Like the Strombolian volcano, I can often let my words sound frustrated and disappointed.
And I do identify with the Hawaiian volcano: “…she just keeps picking and harping.” I have come to believe a lot of this is because of my desire to control my children. If they would just do what I want! My goals for them are good and godly, they just need to reach them…NOW!
What about the other two volcanoes? I’d really like to say I don’t resemble them AT ALL! But sadly, I have.
I love this quote at the end of the chapter:
When you find yourself growing angry, don’t try to pretend to yourself that you’re not. But remind yourself that being angry doesn’t mean you have to act on your anger.
This is key to being released from our anger: first we have to admit that we get angry. Pretending we’re not (denial), will not help us face our problem.
Moms, we need each other, and we need to call upon the One who knit us each together, who knows each and every idiosyncrasy about every one of us. I want you to face the facts about yourself and your home and find lasting peace. I want you to recognize and understand your type of anger and know your triggers.
I want you to know that defusing Mount Momma is not a matter of being able to keep one more promise of control, but of giving control to the One who made you and knows your mother heart as no one else does.
Oh my friends! This last paragraph is paramount to our journey. In 12 Step programs around the world people daily recite these first three steps:
1. We admitted we were powerless over our [anger] – that our lives had become unmanageable.

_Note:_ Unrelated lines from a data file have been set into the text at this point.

PR #1485, opened 2020-03-11
Don't create conda environment in DockerFile. Closes #1483

### LINKED ISSUE #1483: Simplify environment creation in DockerFile
Since a conda environment will be created on `postinstall`, the Docker Image layers could and should be simplified to avoid this step before hand.

umesh-timalsina:


Dockerfile
```diff
@@ -34,8 +34,10 @@ RUN npm install -g npm
 
 RUN npm config set unsafe-perm true && npm install && ln -s /deepforge/bin/deepforge /usr/local/bin
 
+RUN echo "source activate ${DEEPFOROGE_CONDA_ENV}" > ~/.bashrc
```
brollb: Typo `DEEPFOROGE_CONDA_ENV`

umesh-timalsina: Thanks. Its resolved in 
d9df260

PR #1514, opened 2020-03-13
Add deepforge create-env command for building conda env. Close #1466

### LINKED ISSUE #1466: Extension specification of python/system dependencies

It is through admitting our weakness that God is released to work in our lives. We absolutely have to be able to admit that we have messed up/keep messing up/and will mess up. He is the only one who can release us from this trap. I wrote a post for The Better Mom this month on Finding Acceptance In God.
Satan works when we maintain secrecy and insist on hiding our sins. When we consistently hide what we’ve done, we give him more and more power over us.
2. Came to believe that [God] could restore us to sanity.
We cannot do anything to help ourselves. Until we admit this, and realize that ONLY God can help us, we will continue in our sin.
3. Made a decision to turn our will and our lives over to the care of God as we understood God.
We have to stop telling ourselves “I can do this”. In the first chapter Julie Ann says:
I would beat myself up over the bad things I had said, done, and thought. I’d find myself pledging “I’ll never,” and hoping for some miracle – and before I knew it I would be at it again.
These three steps give another view of what I think Julie Ann is writing about in these two chapters.
I think that’s enough from me for day one! I’m very excited to be reading this book with you and hope we can all learn a lot.
- Please share what these chapters have taught you, or what you liked the most. If you have written a post on these chapters, I’d love to see a link in the comments!
- If you aren’t able to read the book with us, here are a couple of questions from the book you can answer:
What parenting issues tend to be trigger points for your particular kind of anger?
What ideal of motherhood have you regretted giving up the most?
What is your greatest fear concerning your eruptive anger and your children?